Aim of the task = Return the full listing, character for character.

Material for the task =
━━━━━━

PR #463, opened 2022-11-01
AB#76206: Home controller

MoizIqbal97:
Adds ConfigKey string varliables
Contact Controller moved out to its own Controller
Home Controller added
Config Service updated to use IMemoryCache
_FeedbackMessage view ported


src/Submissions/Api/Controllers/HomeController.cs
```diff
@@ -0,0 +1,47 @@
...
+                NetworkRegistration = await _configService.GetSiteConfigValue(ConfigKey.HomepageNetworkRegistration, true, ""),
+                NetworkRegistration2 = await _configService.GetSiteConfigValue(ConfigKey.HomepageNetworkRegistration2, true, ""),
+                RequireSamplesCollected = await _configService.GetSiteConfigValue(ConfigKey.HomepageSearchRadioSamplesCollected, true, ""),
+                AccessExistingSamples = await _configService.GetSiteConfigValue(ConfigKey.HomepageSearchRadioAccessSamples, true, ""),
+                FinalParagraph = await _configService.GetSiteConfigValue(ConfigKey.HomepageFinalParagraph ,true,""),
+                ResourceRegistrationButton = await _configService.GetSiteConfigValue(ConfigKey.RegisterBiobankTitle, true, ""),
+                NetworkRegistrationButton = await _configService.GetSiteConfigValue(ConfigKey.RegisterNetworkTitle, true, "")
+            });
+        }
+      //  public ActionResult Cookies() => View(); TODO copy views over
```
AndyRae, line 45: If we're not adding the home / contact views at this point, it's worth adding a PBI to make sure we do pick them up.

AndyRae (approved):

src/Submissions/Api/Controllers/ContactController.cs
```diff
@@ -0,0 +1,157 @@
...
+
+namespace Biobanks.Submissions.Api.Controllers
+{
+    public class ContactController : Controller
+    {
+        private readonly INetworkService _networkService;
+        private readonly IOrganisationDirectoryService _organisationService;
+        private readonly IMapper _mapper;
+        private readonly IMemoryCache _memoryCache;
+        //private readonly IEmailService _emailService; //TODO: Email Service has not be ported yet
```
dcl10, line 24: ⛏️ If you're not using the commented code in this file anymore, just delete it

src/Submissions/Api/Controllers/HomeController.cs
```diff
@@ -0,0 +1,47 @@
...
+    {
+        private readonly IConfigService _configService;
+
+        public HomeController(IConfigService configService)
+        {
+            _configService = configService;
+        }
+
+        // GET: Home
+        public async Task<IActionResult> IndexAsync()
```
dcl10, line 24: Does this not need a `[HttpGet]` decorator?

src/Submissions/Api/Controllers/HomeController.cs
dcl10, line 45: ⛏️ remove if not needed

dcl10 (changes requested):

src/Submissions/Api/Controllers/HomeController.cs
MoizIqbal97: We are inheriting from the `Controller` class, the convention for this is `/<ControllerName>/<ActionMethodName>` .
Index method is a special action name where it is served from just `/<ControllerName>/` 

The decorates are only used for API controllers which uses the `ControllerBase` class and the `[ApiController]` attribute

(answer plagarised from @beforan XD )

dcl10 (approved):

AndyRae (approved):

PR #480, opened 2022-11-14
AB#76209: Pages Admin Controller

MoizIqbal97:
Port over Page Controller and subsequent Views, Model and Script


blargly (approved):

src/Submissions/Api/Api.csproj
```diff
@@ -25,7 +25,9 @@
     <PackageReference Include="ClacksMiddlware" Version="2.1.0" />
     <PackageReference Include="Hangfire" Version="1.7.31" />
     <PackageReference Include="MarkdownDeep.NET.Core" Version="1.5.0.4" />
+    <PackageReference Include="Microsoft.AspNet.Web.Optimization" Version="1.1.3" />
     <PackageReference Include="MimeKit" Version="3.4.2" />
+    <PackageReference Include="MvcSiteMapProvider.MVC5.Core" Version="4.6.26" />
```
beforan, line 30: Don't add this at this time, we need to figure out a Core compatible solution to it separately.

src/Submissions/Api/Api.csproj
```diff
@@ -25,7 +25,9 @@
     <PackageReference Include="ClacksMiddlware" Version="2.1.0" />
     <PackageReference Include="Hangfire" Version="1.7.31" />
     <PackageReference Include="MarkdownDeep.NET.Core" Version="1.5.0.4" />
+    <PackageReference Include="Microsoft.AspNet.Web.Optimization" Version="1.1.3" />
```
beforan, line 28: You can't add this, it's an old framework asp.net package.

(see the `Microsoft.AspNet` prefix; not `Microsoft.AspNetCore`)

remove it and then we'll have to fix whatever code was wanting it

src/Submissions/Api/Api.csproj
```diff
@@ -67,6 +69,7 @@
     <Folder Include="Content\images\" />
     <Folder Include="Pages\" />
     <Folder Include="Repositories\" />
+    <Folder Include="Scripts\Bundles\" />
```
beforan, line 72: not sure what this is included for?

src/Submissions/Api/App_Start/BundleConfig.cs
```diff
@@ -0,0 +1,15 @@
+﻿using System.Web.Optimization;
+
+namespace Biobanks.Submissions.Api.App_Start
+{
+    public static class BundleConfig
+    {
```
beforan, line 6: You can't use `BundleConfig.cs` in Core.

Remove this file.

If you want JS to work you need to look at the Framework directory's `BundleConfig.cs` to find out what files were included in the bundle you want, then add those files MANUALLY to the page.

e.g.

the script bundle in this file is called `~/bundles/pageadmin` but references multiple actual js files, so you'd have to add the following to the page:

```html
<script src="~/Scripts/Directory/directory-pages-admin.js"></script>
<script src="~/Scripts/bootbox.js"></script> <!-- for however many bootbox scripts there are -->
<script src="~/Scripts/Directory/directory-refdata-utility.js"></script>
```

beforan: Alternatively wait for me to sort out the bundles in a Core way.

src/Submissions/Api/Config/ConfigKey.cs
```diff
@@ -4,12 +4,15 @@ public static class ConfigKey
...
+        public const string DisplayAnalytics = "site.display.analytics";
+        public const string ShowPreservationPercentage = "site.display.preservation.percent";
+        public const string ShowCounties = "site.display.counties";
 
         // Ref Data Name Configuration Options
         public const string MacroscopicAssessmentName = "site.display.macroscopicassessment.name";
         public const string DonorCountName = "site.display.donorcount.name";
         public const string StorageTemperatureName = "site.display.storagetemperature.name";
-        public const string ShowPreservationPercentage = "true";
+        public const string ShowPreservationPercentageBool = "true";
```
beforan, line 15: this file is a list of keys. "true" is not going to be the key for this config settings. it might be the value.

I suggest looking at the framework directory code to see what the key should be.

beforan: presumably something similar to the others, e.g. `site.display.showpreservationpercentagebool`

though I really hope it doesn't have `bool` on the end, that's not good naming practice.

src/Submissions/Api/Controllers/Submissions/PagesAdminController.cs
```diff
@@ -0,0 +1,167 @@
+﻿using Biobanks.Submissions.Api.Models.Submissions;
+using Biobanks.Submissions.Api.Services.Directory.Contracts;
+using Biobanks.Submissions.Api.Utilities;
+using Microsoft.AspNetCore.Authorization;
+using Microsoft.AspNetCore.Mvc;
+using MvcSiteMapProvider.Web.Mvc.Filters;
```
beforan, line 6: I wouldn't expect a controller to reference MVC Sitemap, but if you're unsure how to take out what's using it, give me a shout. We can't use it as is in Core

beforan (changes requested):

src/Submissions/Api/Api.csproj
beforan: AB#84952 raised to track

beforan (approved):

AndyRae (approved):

━━━━━━

Response area =
PR #463, opened 2022-11-01
AB#76206: Home controller

MoizIqbal97:
Adds ConfigKey string varliables
Contact Controller moved out to its own Controller
Home Controller added
Config Service updated to use IMemoryCache
_FeedbackMessage view ported


src/Submissions/Api/Controllers/HomeController.cs
```diff
@@ -0,0 +1,47 @@
...
+                NetworkRegistration = await _configService.GetSiteConfigValue(ConfigKey.HomepageNetworkRegistration, true, ""),
+                NetworkRegistration2 = await _configService.GetSiteConfigValue(ConfigKey.HomepageNetworkRegistration2, true, ""),
+                RequireSamplesCollected = await _configService.GetSiteConfigValue(ConfigKey.HomepageSearchRadioSamplesCollected, true, ""),
+                AccessExistingSamples = await _configService.GetSiteConfigValue(ConfigKey.HomepageSearchRadioAccessSamples, true, ""),
+                FinalParagraph = await _configService.GetSiteConfigValue(ConfigKey.HomepageFinalParagraph ,true,""),
+                ResourceRegistrationButton = await _configService.GetSiteConfigValue(ConfigKey.RegisterBiobankTitle, true, ""),
+                NetworkRegistrationButton = await _configService.GetSiteConfigValue(ConfigKey.RegisterNetworkTitle, true, "")
+            });
+        }
+      //  public ActionResult Cookies() => View(); TODO copy views over
```
AndyRae, line 45: If we're not adding the home / contact views at this point, it's worth adding a PBI to make sure we do pick them up.

AndyRae (approved):

src/Submissions/Api/Controllers/ContactController.cs
```diff
@@ -0,0 +1,157 @@
...
+
+namespace Biobanks.Submissions.Api.Controllers
+{
+    public class ContactController : Controller
+    {
+        private readonly INetworkService _networkService;
+        private readonly IOrganisationDirectoryService _organisationService;
+        private readonly IMapper _mapper;
+        private readonly IMemoryCache _memoryCache;
+        //private readonly IEmailService _emailService; //TODO: Email Service has not be ported yet
```
dcl10, line 24: ⛏️ If you're not using the commented code in this file anymore, just delete it

src/Submissions/Api/Controllers/HomeController.cs
```diff
@@ -0,0 +1,47 @@
...
+    {
+        private readonly IConfigService _configService;
+
+        public HomeController(IConfigService configService)
+        {
+            _configService = configService;
+        }
+
+        // GET: Home
+        public async Task<IActionResult> IndexAsync()
```
dcl10, line 24: Does this not need a `[HttpGet]` decorator?

src/Submissions/Api/Controllers/HomeController.cs
dcl10, line 45: ⛏️ remove if not needed

dcl10 (changes requested):

src/Submissions/Api/Controllers/HomeController.cs
MoizIqbal97: We are inheriting from the `Controller` class, the convention for this is `/<ControllerName>/<ActionMethodName>` .
Index method is a special action name where it is served from just `/<ControllerName>/` 

The decorates are only used for API controllers which uses the `ControllerBase` class and the `[ApiController]` attribute

(answer plagarised from @beforan XD )

dcl10 (approved):

AndyRae (approved):

PR #480, opened 2022-11-14
AB#76209: Pages Admin Controller

MoizIqbal97:
Port over Page Controller and subsequent Views, Model and Script


blargly (approved):

src/Submissions/Api/Api.csproj
```diff
@@ -25,7 +25,9 @@
     <PackageReference Include="ClacksMiddlware" Version="2.1.0" />
     <PackageReference Include="Hangfire" Version="1.7.31" />
     <PackageReference Include="MarkdownDeep.NET.Core" Version="1.5.0.4" />
+    <PackageReference Include="Microsoft.AspNet.Web.Optimization" Version="1.1.3" />
     <PackageReference Include="MimeKit" Version="3.4.2" />
+    <PackageReference Include="MvcSiteMapProvider.MVC5.Core" Version="4.6.26" />
```
beforan, line 30: Don't add this at this time, we need to figure out a Core compatible solution to it separately.

src/Submissions/Api/Api.csproj
```diff
@@ -25,7 +25,9 @@
     <PackageReference Include="ClacksMiddlware" Version="2.1.0" />
     <PackageReference Include="Hangfire" Version="1.7.31" />
     <PackageReference Include="MarkdownDeep.NET.Core" Version="1.5.0.4" />
+    <PackageReference Include="Microsoft.AspNet.Web.Optimization" Version="1.1.3" />
```
beforan, line 28: You can't add this, it's an old framework asp.net package.

(see the `Microsoft.AspNet` prefix; not `Microsoft.AspNetCore`)

remove it and then we'll have to fix whatever code was wanting it

src/Submissions/Api/Api.csproj
```diff
@@ -67,6 +69,7 @@
     <Folder Include="Content\images\" />
     <Folder Include="Pages\" />
     <Folder Include="Repositories\" />
+    <Folder Include="Scripts\Bundles\" />
```
beforan, line 72: not sure what this is included for?

src/Submissions/Api/App_Start/BundleConfig.cs
```diff
@@ -0,0 +1,15 @@
+﻿using System.Web.Optimization;
+
+namespace Biobanks.Submissions.Api.App_Start
+{
+    public static class BundleConfig
+    {
```
beforan, line 6: You can't use `BundleConfig.cs` in Core.

Remove this file.

If you want JS to work you need to look at the Framework directory's `BundleConfig.cs` to find out what files were included in the bundle you want, then add those files MANUALLY to the page.

e.g.

the script bundle in this file is called `~/bundles/pageadmin` but references multiple actual js files, so you'd have to add the following to the page:

```html
<script src="~/Scripts/Directory/directory-pages-admin.js"></script>
<script src="~/Scripts/bootbox.js"></script> <!-- for however many bootbox scripts there are -->
<script src="~/Scripts/Directory/directory-refdata-utility.js"></script>
```

beforan: Alternatively wait for me to sort out the bundles in a Core way.

src/Submissions/Api/Config/ConfigKey.cs
```diff
@@ -4,12 +4,15 @@ public static class ConfigKey
...
+        public const string DisplayAnalytics = "site.display.analytics";
+        public const string ShowPreservationPercentage = "site.display.preservation.percent";
+        public const string ShowCounties = "site.display.counties";
 
         // Ref Data Name Configuration Options
         public const string MacroscopicAssessmentName = "site.display.macroscopicassessment.name";
         public const string DonorCountName = "site.display.donorcount.name";
         public const string StorageTemperatureName = "site.display.storagetemperature.name";
-        public const string ShowPreservationPercentage = "true";
+        public const string ShowPreservationPercentageBool = "true";
```
beforan, line 15: this file is a list of keys. "true" is not going to be the key for this config settings. it might be the value.

I suggest looking at the framework directory code to see what the key should be.

beforan: presumably something similar to the others, e.g. `site.display.showpreservationpercentagebool`

though I really hope it doesn't have `bool` on the end, that's not good naming practice.

src/Submissions/Api/Controllers/Submissions/PagesAdminController.cs
```diff
@@ -0,0 +1,167 @@
+﻿using Biobanks.Submissions.Api.Models.Submissions;
+using Biobanks.Submissions.Api.Services.Directory.Contracts;
+using Biobanks.Submissions.Api.Utilities;
+using Microsoft.AspNetCore.Authorization;
+using Microsoft.AspNetCore.Mvc;
+using MvcSiteMapProvider.Web.Mvc.Filters;
```
beforan, line 6: I wouldn't expect a controller to reference MVC Sitemap, but if you're unsure how to take out what's using it, give me a shout. We can't use it as is in Core

beforan (changes requested):

src/Submissions/Api/Api.csproj
beforan: AB#84952 raised to track

beforan (approved):

AndyRae (approved):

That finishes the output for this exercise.